# [Prompt]
Search the entries for lines that contain the word "clsx", and report each one found.

(Data for this task Opens)

PR #3088, opened 2025-09-26
feat(component-library): table grid

alexcambose:
## Summary

Adding an initial version of ag-grid based grid.

## How has this been tested?

- [ ] Added new tests


packages/component-library/src/TableGrid/index.tsx
```diff
@@ -0,0 +1,121 @@
...
+      return {
+        ...colDef,
+        // the types in ag-grid are `any` for the cellRenderers which is throwing an error here
+        // eslint-disable-next-line @typescript-eslint/no-unsafe-assignment
+        cellRenderer: isLoading
+          ? (colDef.loadingCellRenderer ?? SkeletonCellRenderer)
+          : colDef.cellRenderer,
+      };
+    });
+  }, [colDefs, isLoading]);
```
fhqvst: IMO we should try to avoid mapping colDefs as much as we possibly can, since it implicitly means we've added an abstraction layer on top of AG grid, and in my experience this quickly becomes very messy.

For this specific use case is there any chance we can leverage the [`cellRendererSelector`](https://www.ag-grid.com/javascript-data-grid/component-cell-renderer/#dynamic-component-selection) + `defaultColDef` instead?

Also - is it really correct that we should swap out the renderers of all cells instead of showing a [loading overlay](https://www.ag-grid.com/javascript-data-grid/overlays/#loading-overlay)?

packages/component-library/src/TableGrid/table-grid-props.ts
```diff
@@ -0,0 +1,18 @@
...
+
+export type TableGridProps<TData extends Record<string, unknown>> = {
+  rowData: TData[];
+  colDefs: ExtendedColDef<TData>[];
+  isLoading?: boolean;
+  cardProps?: Omit<CardProps<"div">, "children" | "footer"> & {
+    nonInteractive?: true;
+  };
+  pagination?: boolean;
+} & Omit<AgGridReactProps<TData>, "rowData" | "defaultColDef" | "columnDefs">;
```
fhqvst: As mentioned in the other comment, we should probably avoid abstracting the AG grid API for as long as we can - it will be very difficult if not impossible to change this later.

For example, adding an `isLoading` here while still allowing to pass AG grid's own `loading` param is confusing, so we should choose one or the other!

Now, if we choose to keep `isLoading`, it means we have a custom param that might have undocumented side effects, meaning I need to look in the `TableGrid` component source code to understand exactly what it does.

packages/component-library/src/TableGrid/index.tsx
```diff
@@ -0,0 +1,121 @@
...
+  const [pageSize, setPageSize] = useState(10);
+  const [currentPage, setCurrentPage] = useState(1);
+  const [totalPages, setTotalPages] = useState(1);
+
+  const defaultColDef = useMemo(() => {
+    return {
+      cellRenderer: SkeletonCellRenderer,
+      flex: 1,
+    };
+  }, []);
```
fhqvst: Even though the `useMemo` dep array is empty, we should probably put this as a plain constant outside of the component. I actually don't know how AG grid behaves if the `defaultColDef` reference changes.

packages/component-library/src/TableGrid/index.stories.tsx
```diff
@@ -0,0 +1,129 @@
...
+      description={value}
+    />
+  </div>
+);
+
+const FeedCellRendererLoading = () => (
+  <div style={{ height: "100%", display: "flex", alignItems: "center" }}>
+    <SymbolPairTag isLoading />
+  </div>
+);
```
fhqvst, line 75: Very interesting discussion to be had here as well regarding what the right abstractions are.

- Should `priceCellRenderer` inherit from a `numberCellRenderer`?
    - Perhaps there should even be a `priceColDef`?
        - And perhaps there should even be a `priceColDefFactory`, to which I can pass parameters like `colorizeNumbers`?
            - ...and so on ad infinitum (this was only 3 layers of abstraction deep!)

packages/component-library/src/TableGrid/index.tsx
alexcambose: I wanted to have a nicer loading state rather than disabling the whole thing - especially if the grid is full screen height. DIdn't know about about [cellRendererSelector](https://www.ag-grid.com/javascript-data-grid/component-cell-renderer/#dynamic-component-selection) I'll try it out.

packages/component-library/src/TableGrid/index.module.scss
```diff
@@ -0,0 +1,28 @@
...
+  --ag-background-color: #{theme.color("background", "primary")};
+  --ag-header-background-color: var(--ag-background-color);
+  --ag-foreground-color: #{theme.color("paragraph")};
+  --ag-accent-color: #{theme.color("button", "outline", "background", "active")};
+  --ag-header-font-size: #{theme.font-size("xs")};
+  --ag-header-font-weight: #{theme.font-weight("medium")};
+  --ag-cell-font-size: #{theme.font-size("xs")};
+  --ag-wrapper-border: none;
+  --ag-cell-text-color: #{theme.color("paragraph")};
+  --ag-data-font-size: #{theme.font-size("base")};
```
cprussin, line 14: nice!

packages/component-library/src/TableGrid/index.stories.tsx
alexcambose: Yeah I think with these kind of things the best way is let things as simple as possible and then create the abstraction as needed, when we start duplicating the code or having a similar logic in 2-3 places.

packages/component-library/src/TableGrid/index.tsx
alexcambose: Later edit: actually cellRendererSelector is on a per cell basis so we would still be doing the same mapping over colDefs, and also it might not work as its a function that uses the row data, so we might need to recreate this function that returns different renderers based on the loading state.
 
I propose we leave it like this for now and if it causes issue then we can remove it favor of the default loading overlay. It's very surprising it's so difficult to have a loading skeleton instead of the default loading overlay  - which is a much better UX.

fhqvst: There's also a [`loadingOverlayComponent`](https://www.ag-grid.com/javascript-data-grid/grid-options/#reference-overlays-loadingOverlayComponent) param we can pass to the grid btw, but maybe you've already looked at that.

alexcambose: yeah, I'd say let's go with the current approach, more than happy to change it later if it's causing issues

PR #3089, opened 2025-09-26
fix: skeleton fill

alexcambose:
## Summary

Fixed the fill property on the skeleton

## How has this been tested?

- [ ] Added new tests

### DIFF
--- a/packages/component-library/src/Skeleton/index.tsx
+++ b/packages/component-library/src/Skeleton/index.tsx
@@ -23,10 +23,7 @@ export const Skeleton = ({
     {...(width &&
       !fill && { style: { "--skeleton-width": width } as CSSProperties })}
     data-fill={fill ? "" : undefined}
-    className={clsx(
-      styles.skeleton,
-      className,
-    )}
+    className={clsx(styles.skeleton, className)}
   >
     <span className={clsx(styles.skeletonInner, className)} {...props}>
       <Label>{label ?? "Loading"}</Label>


packages/component-library/src/Skeleton/index.tsx
```diff
@@ -11,22 +11,28 @@ type Props = Omit<ComponentProps<"span">, "children"> & {
...
+  fill,
+  ...props
+}: Props) => (
+  <span
+    data-fill-width={width === undefined ? "" : undefined}
+    {...(width &&
+      !fill && { style: { "--skeleton-width": width } as CSSProperties })}
+    className={clsx(
+      styles.skeleton,
+      { [styles.fullSkeleton ?? ""]: fill },
```
cprussin: Super minor nit but I generally prefer doing variations as data attributes instead, it plays very nicely with react-aria:

```tsx
data-full={fill ? "" : undefined}
```

packages/component-library/src/Skeleton/index.tsx
```diff
@@ -11,22 +11,28 @@ type Props = Omit<ComponentProps<"span">, "children"> & {
...
+      { [className ?? ""]: fill },
```
cprussin: I think this class name should be added in regardless of whether `fill` is true right?  I think the way I wrote this before was just wrong

cprussin (approved):
Minor suggestions, feel free to disregard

(Data for this task Closes)

# [Response for this exercise]
-    className={clsx(
+    className={clsx(styles.skeleton, className)}
     <span className={clsx(styles.skeletonInner, className)} {...props}>
+    className={clsx(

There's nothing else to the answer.